Data Scraping of Africa Calls for Tenders
Fintech (Financial Technology) is the term used to augment, streamline, digitize, and disrupt traditional financial services. Some of Fintech use cases include risk assessment, fraud detection, credit scoring, loan default prediction, chatbot assistance, and contracts management. Data is driving Fintech and the most weighty piece can be found in an unstructured format, such as documents, websites, and forums. Financial professionals spend a substantial amount of time reading analysts reports and financial press. Natural Language Processing (NLP) coupled with Machine Learning (ML) can significantly help decrease the amount of manual routine work.
Morocco has been engaged for several years in a dematerialized process aimed to enable freedom of access to public data, an equal treatment of competitors, and guarantees competitors' rights and transparency. Consequently, Morocco emerges as the third largest Fintech hub in the Arab World and among the top key markets in Africa [1, 2].

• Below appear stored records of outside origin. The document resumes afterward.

PR #61, opened 2024-11-07
SWIP-33 time-based-incentives-weights

darkobas2:


tamas6:
Thanks for this SWIP proposal! The idea of rewarding faster nodes is compelling.

based on the bee dev discussions here is a quick summary:

- The current reward system is deterministic and tied to expired batches, making time-based adjustments complex.
- Speed primarily impacts the probability of selection, not the reward amount directly.
- Prioritizing CPU performance may unfairly penalize normal nodes with adequate resources.

Your initial tests with modern CPUs show improved performance with more cores, supporting the logic. 
This aligns with Swarm's goals. But this is now a discussion opener @ct-ctrl what do you think?

PR #65, opened 2025-01-28
SWIP-24: support communication through websockets

lat-murmeldjur:
This Swarm Improvement Proposal attempts to address enabling browser-based libp2p nodes connectivity to the network and sum up the minimal set of required changes to the protocols involved in connectivity.


lat-murmeldjur:
Update: With ports consistently reused between tcp and websocket underlays we can achieve derivation of websocket underlays from gossiped tcp underlays, that enables hive protocol to remain intact

lat-murmeldjur:
Update 2: It seems port reuse has some issues that make it less feasible as a long term solution, with requests hanging for 10 seconds periodically. Reopening this as a mid-term solution proposal

significance:
being worked on here https://github.com/ethersphere/bee/pull/5187

it would be good to align the specification here with that implementation

lat-murmeldjur:
> being worked on here [ethersphere/bee#5187](https://github.com/ethersphere/bee/pull/5187)
> 
> it would be good to align the specification here with that implementation

Looking for a way to find bootnode wss underlay on testnet

PR #102, opened 2020-01-17
change default port to 5002

friendtocephalopods:
### Summary of Changes

Change the default port to 5002. Currently all wsgi try to start up with the default port, so it's easier/free to start up all 3 servers for local debugging if they each have a different port.

This is kind of speculative --  WDYT? If ya'll are like us, you've customized the port for your individual circumstances anyway, but if you're expecting the port to be 5000, this will cause some problems...

### Tests

Config/port change. No tests affected.

### Documentation

Changed port number to 5002.

### CheckList
- [x] PR passes `make test`

### DIFF
--- a/README.md
+++ b/README.md
@@ -22,7 +22,7 @@ $ pip3 install amundsen-metadata
 $ python3 metadata_service/metadata_wsgi.py
 
 -- In a different terminal, verify getting HTTP/1.0 200 OK
-$ curl -v http://localhost:5000/healthcheck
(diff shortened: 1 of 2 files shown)


feng-tao:
I think it make sense as internally we custom the port as well. But I think we need to update all the docker file(e.g https://github.com/lyft/amundsen/blob/master/docker-amundsen.yml#L50)  as it still refers to port 5000 and convert it to 5002.

Otherwise I think it will break if user use docker-compose file.

PR #105, opened 2020-01-28
use schemas, not fields

friendtocephalopods:
### Summary of Changes

Uses schemas instead of fields for serialization/deserialization. Note: *will require accompanying frontend PR to be merged/deployed simultaneously* as some field names are tweaked for consistency (e.g. schema_name -> schema, reader -> user)

### Tests

Modified tests to expect modified API shape

### Documentation

None.

### CheckList
- [x] PR passes `make test`


friendtocephalopods:
Jin, thanks for the review!

Hmm, yeah, I felt a little bad about making some breaking changes. Maybe it's a little better that the breaking changes are all batched up together? I think it would be probably more trouble than it's worth to try and version these, since IIUC folks are using this as a user-facing tool (so a little downtime is okay) and it would require significant work on the frontend to layer these changes, and then to rename things throughout the js/tsx after....if you feel strongly about it, I'd cheer you on, but upstreaming this with the significant changes to the frontend (relative to our internal fork's last rebase) already took about as much time as I can spend on this work.

Not to mention that it would be quite painful to try and version the search document model changes...
I could up the version from 1.1.x -> 1.2.0 to make it more obvious it's a breaking change if that helps? 

The good news is I did test these three PRs all together and AFAICT everything is working together nicely (popular tables, search, metadata view).

feng-tao:
thanks @jinhyukchang and @friendtocephalopods . I chatted with @friendtocephalopods and felt that this mismatched term is one of the tech debt we should fix . And given it is user facing tool and not api dependent,I felt we should be fine as long as we document it in a faq doc?

Make it API versioning seems a bit overkilled. Let me know what you think.

feng-tao:
@friendtocephalopods if you dont have time to document the deployment step, I could try to do it as well.

jinhyukchang:
@friendtocephalopods @feng-tao 
Agreed on your points. Want to bring this improvement, but at the same time minimize the impact. 

Should we do `2.0.0` for it is backward incompatible change?
https://semver.org/
`MAJOR version when you make incompatible API changes,`

Will notify the channel that this change will come.

Again, thanks @friendtocephalopods

friendtocephalopods:
Sure, I can bump the version to 2.0.0 and write a few notes about deployment. What's the preferred medium for deployment notes? a comment here? a gist? adding it to the README might be a little overkill for a transient migration, but I could!

feng-tao:
a faq doc(we could create one if not exist) in lyft/amundsen repo? Agree that putting in readme is a bit overkilled.

jornh:
I’d prefer to just put the info in https://github.com/lyft/amundsenfrontendlibrary/releases over putting it in a FAQ doc. This is transient information only relevant to those updating from versions before 2.0.0 - and they will/should naturally look at the change log.

Maybe we can even start tagging the `amundsen` umbrella ☂ repo here and put change log info up here as well? When we then tag it we should make sure to bump container versions across all relevant compose files and Kubernetes helm charts (should I raise this as a separate issue?). 

That’s not to say a FAQ document isn’t valuable for a lot of other small cross-repo cutting info or insights you’re not sure where to put.

👏 to @jinhyukchang for raising the `2.0.0` suggestion and the @here announcement + pin on slack. That’s really good style! 
I’d really like if `2.0.0` could get out in about a week (next Friday?) including the other breaking change proposed in  #109, and be done with it. With the Slack announcement out that should strike a balance with people being warned and with light and swift forward movement of Amundsen.

jinhyukchang:
@friendtocephalopods Tested all services and looks good. Could you resolve conflicts on this PR and then we are good to go.

requirements.txt
```diff
@@ -41,7 +41,7 @@ pytest-mock==1.1
 typing==3.6.4
 
 
-amundsen-common==0.1.3
+amundsen-common==0.1.6
```
jinhyukchang: Could you change this to `0.2.2`?

PR #110, opened 2020-02-04
Switch from user_id to id in get_user method

alran:
### Summary of Changes

A follow up to my previous PR, which adds a BaseAPI with some generic logic. That logic expects "id" as an argument for the "get" method. This PR replaces user_id with id. 

### Tests

I updated the user API test to use `assert_called_once_with` so that this bug can be caught in the future via automated testing.

### CheckList
- [x] PR passes `make test`

### DIFF
--- a/metadata_service/proxy/atlas_proxy.py
+++ b/metadata_service/proxy/atlas_proxy.py
@@ -282,7 +282,7 @@ class AtlasProxy(BaseProxy):
             )
         return sorted(columns, key=lambda item: item.sort_order)
 
-    def get_user(self, *, user_id: str) -> Union[UserEntity, None]:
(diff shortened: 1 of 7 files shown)


alran:
Adding some notes here (cc @feng-tao):
- the front end expects "user_id"but passes it through as part of the route like 
```
 url = '{0}{1}/{2}'.format(app.config['METADATASERVICE_BASE'], USER_ENDPOINT, user_id)
```
- on the metadata side, the route is named like
```
api.add_resource(UserDetailAPI, '/user', '/user/<path:id>')
```
- There are additional user endpoints like Follow/Own/Read which expect user_id. I would argue that all of these should move towards "id" so that we can switch to using the BaseAPI

PR #99, opened 2020-01-09
Clean up user endpoints and add BaseAPI

alran:
### Summary of Changes

This PR adds tests for user endpoints that were previously untested. It also adds a BaseAPI and uses this BaseAPI in the UserDetailAPI. 

### Tests

I added tests for the user endpoints.

### CheckList
Make sure you have checked **all** steps below to ensure a timely review.
- [x] PR title addresses the issue accurately and concisely. Example: "Updates the version of Flask to v1.0.2"
    - In case you are adding a dependency, check if the license complies with the [ASF 3rd Party License Policy](https://www.apache.org/legal/resolved.html#category-x).
- [x] PR includes a summary of changes. 
- [x] PR adds unit tests, updates existing unit tests, __OR__ documents why no test additions or modifications are needed.
- [x] In case of new functionality, my PR adds documentation that describes how to use it.
    - All the public functions and the classes in the PR contain docstrings that explain what it does
- [x] PR passes `make test`

PR #113, opened 2020-02-06
Reverting user follows API from using PopularTableSchema

jinhyukchang:
### Summary of Changes

Recent [PR](https://github.com/lyft/amundsenmetadatalibrary/pull/99) brought backward incompatible change to "user follows" API and this PR is to revert the change.

Also, uses amundsen-common==0.1.3rc0 for 0.1.3 is for Python>=3.7 and it is not compatible with other micro-services.

This is a short term fix to fix broken master branch. 

### Tests

Integration test done.

### Documentation

N/A

### CheckList
- [x] PR passes `make test`

### DIFF
--- a/requirements.txt
+++ b/requirements.txt
@@ -41,7 +41,7 @@ pytest-mock==1.1
 typing==3.6.4
 
 
-amundsen-common==0.1.7rc1
+amundsen-common==0.1.3rc0
 flasgger==0.9.3
 Flask-RESTful==0.3.6
 Flask==1.0.2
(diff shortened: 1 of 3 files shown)


requirements.txt
```diff
@@ -41,7 +41,7 @@ pytest-mock==1.1
 typing==3.6.4
 
 
-amundsen-common==0.1.3
+amundsen-common==0.1.3rc0
```
feng-tao: should it be rc0?

jinhyukchang: Yes, 0.1.3 requires Python 3.7 where metadata service is not. `rc0` is the one with Python 3.6.

I think we can quickly get out of this situation when metadata service adopts amundsen-common==0.1.7 just released with Python 3.6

MoroccoAI is organizing the 2nd edition of its Data Challenge on smart data compilation for African Calls for Tenders. Tenders are procedures applied to generate offers from companies competing for work and service contracts in the framework of Public Procurement Contracts (PPCs). PPCs play a significant role in contract management use cases, which affect many sectors in the economy of every country (construction, public works, energy, telecommunications, etc.)
Main Objectives
The main objectives of this challenge are:
- Encourage data scientists to explore realistic scenarios in the everyday's life of data scientists. Indeed, data gathering, preparation and preprocessing are usually underestimated tasks.
- Understand the regulations behind scraping and gathering data.
- Leverage the outstanding advances in NLP and ML.
- Raise awareness and usefulness of open data.
- Meet the opportunities offered by contract management and understand the opportunities the Fintech industry is offering.
Challenge
Candidates are asked to collect and structure textual data of public procurement contracts of the current year (Start_date is in 2022). These could be gathered from public sources from African official portals like Morocco [3], Kenya [4] and Tunisia [5]. The scraped data should be structured according to the following schema (Tender_id, Language, Country, City, Portal_url, Reference_id, Category, Subject, Detail, Keywords, Start_date, End_date, End_time, Award_date, Public_buyer, Supplier, Value, Currency). For more details, see examples in the challenge's full description.
Rules of Participation
- Multiple individuals or entities may collaborate as a team. You may not participate on more than one Team. Each Team member must be a single individual;
- Team membership may not exceed the Maximum of 3 members;
- Freely & publicly available external data is allowed;
- Participants must be aware of the terms of services, rules and licenses (for example CC 4.0 [6]) of the portals and respect scraping best practices;
- Use of open source codes is allowed but should be acknowledged and their license respected;
- All the members of the participating team agree that they must share their winning solution's code with the challenge organizers for reproducibility of result and evaluation. The organizers do not claim to own your code and data;
- MoroccoAI is not responsible for any abuse of the rules, use of illegal scraping methods or use of unauthorized sources;
- Registered participants will be invited to an information session to explain the challenge in more details;
- Don't cheat and have fun
Evaluation
The Jury of the Data-challenge will evaluate participants according to the following criterias:- Quality and amount of scrapped data
- The adopted scraping approach (innovative or use of existing codes, etc…)
- Presentation of the work
- Bonus points for providing an additional notebook with exploratory data analysis
Submission
This is a Data Collection Competition. The participants are required to submit a google drive link that contains:- A submission csv file submission.csv (max size 10Mb). The csv file must follow this template
- A zip file named code.zip that contains the scraping code. It is recommended to join a Jupyter notebook main.ipynb (Python 3) that can be used to test the scraping.
- A presentation.pdf file that contains a presentation of the solution of the challenge.
- Any other document that is considered relevant to the evaluation process
Prizes
Special prizes will be announced very soon. In addition, Nvidia is offering credits for training courses and certifications by Nvidia Deep Learning Institute (DLI).
- The prizes will be awarded on the basis of the Jury evaluation.
- Due to logistics considerations, the participants need to be residents in Morocco to be eligible for the prize !
Acknowledgements
We thank the conference sponsors for supporting this challenge and NVIDIA for offering DLI credits.